Guard Against Medical Identity Theft
Medical identity theft: It's the fastest-growing from of ID theft, with more than 1.4 million victims. Yet, only 15% of insured adults say they're familiar with medical ID theft, according to a survey commissioned by Nationwide Insurance.
Medical ID thieves either use victims' personal data to get insurance in their names or use victims' current policy to get treatment or prescriptions. If a thief uses your identity to get care, you could get billed for treatment you didn't receive. Your legitimate claims could be denied if a thief maxes out your insurance benefits. Or you could even be denied coverage -- or lose your coverage -- if an ID thief's medical condition appears on your record.
In fact, nearly half of medical ID theft victims have lost insurance coverage due to fraud, and one-third saw their premiums rise, according to the Coalition Against Fraud. And victims pay about $20,000, on average, and four to six months to resolve their cases, according to Nationwide.
As with any identity theft, there's now way to protect yourself 100%. However, there are steps you can take to minimize the risk Nationwide and the FTC provide the following tips:
-Carry only the identification you need when you go out (for example, leave your Social Security card at home).
-Don't give out medical information on the phone or through mail unless you initiated the contact because medical ID thieves may pose as employees of insurance companies, doctors’ offices, clinics, pharmacies, and even government agencies to get you to reveal your personal information.
-Ask your health insurer to remove your Social Security number from your health insurance card and issue you another card with a new number.
-Shred your receipts, insurance forms, and physician statements in a cross-cut shredder. Or keep records in a locked safe.
-Monitor any "Explanation of Benefits" statements sent by your health insurer and look for any discrepancies. Contact your insurer if there are claims that don't match care that you received.

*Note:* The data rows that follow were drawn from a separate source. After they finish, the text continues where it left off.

PR #2435, opened 2021-11-30
add options for websocket autoreconnecting as used in cardwallet

Aierie:
see https://github.com/cardstack/cardwallet/blob/9c8dcb6c777f15de63938ce6a1cfc7aa6915bf04/cardstack/src/models/web3-provider.ts

I missed `reconnect.auto` when working on this the first time and tried this out after looking at card wallet's approach to use it in the notifications work. It works to reconnect for the main case of websocket disconnection we want to prevent, which is a disconnection after idling for a few minutes.


backspace (approved):
I wasn’t sure how to exercise this but it’s always nice to be able to use built-in facilities!

PR #2437, opened 2021-11-30
CS-2664 add prepaid card issuance to merchant revenue events subgraph

habdelra:
Hold off on merging this until we have deployed v0.8.6 of the protocol into xDai. There are some changes made to the subgraph that rely on v0.8.6, and we need a clear runway to xDai before we deploy this update.

Ran this in sokol via my own graph node and things index fine:
Screen Shot 2021-11-30 at 4 18 03 PM


habdelra:
- [ ] Need to add block number to the new subgraph entity

PR #2438, opened 2021-11-30
move realm config into container [CS-2659]

mattmcmanus:
- Move RealmsConfig into DI
- Tests now use DI system for setting up test realm
- Split up setupHub into several test helpers


mattmcmanus:
@ef4 in the last commit I split up the `setupHub` method. I'm not sure how in line with your vision of it being "composable" like you had mentioned, but it's my attempt. 

It's my understanding that you can't register things after the container is setup, so I had to create two helpers, to be used as follows:
```js
    let { realmURL, getRealmDir } = configureCompiler(this);
    let { getContainer } = setupHub(this);
    let { cards } = cardHelpers(this);
```

I'm open to suggestions. We could also pull the last commit into another branch and just get the first two merged.

packages/hub/services/realms-config.ts
```diff
@@ -0,0 +1,25 @@
+import { RealmConfig } from '@cardstack/core/src/interfaces';
+import { join } from 'path';
+
+export const BASE_REALM_CONFIG = {
+  url: 'https://cardstack.com/base/',
+  directory: join(__dirname, '..', '..', 'base-cards'),
```
habdelra, line 6: it might be jumping the gun a bit, but I wonder if we'll need to use the `require.resolve` approach here too once we merge the webpack build

habdelra (approved):
👍

packages/hub/services/realms-config.ts
mattmcmanus: That's a good question. I'll need to defer to @ef4 on that one, because I'm not sure.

-Ask to see your medical records from each health-care provider periodically and verify that they are correct.
-Check your credit report for medical collection notices you don't recognize.
If you become a victim, take the following steps:
-File a report with the local police and send a copy of the report to your insurer's fraud department.
-Dispute errors in your record with your providers and insurer by writing letters identifying each item you are disputing and requesting that the errors be corrected (they are required to amend inaccurate information). Provide copies of any documentation you may have, send all correspondence by certified mail and ask for a return receipt.
-File a complaint with the FTC at https://www.ftccomplaintassistant.gov or by phone at 1-877-438-4338.
-File a fraud alert with the credit bureaus and consider initiating a credit freeze. See Head Off ID Theft to learn how.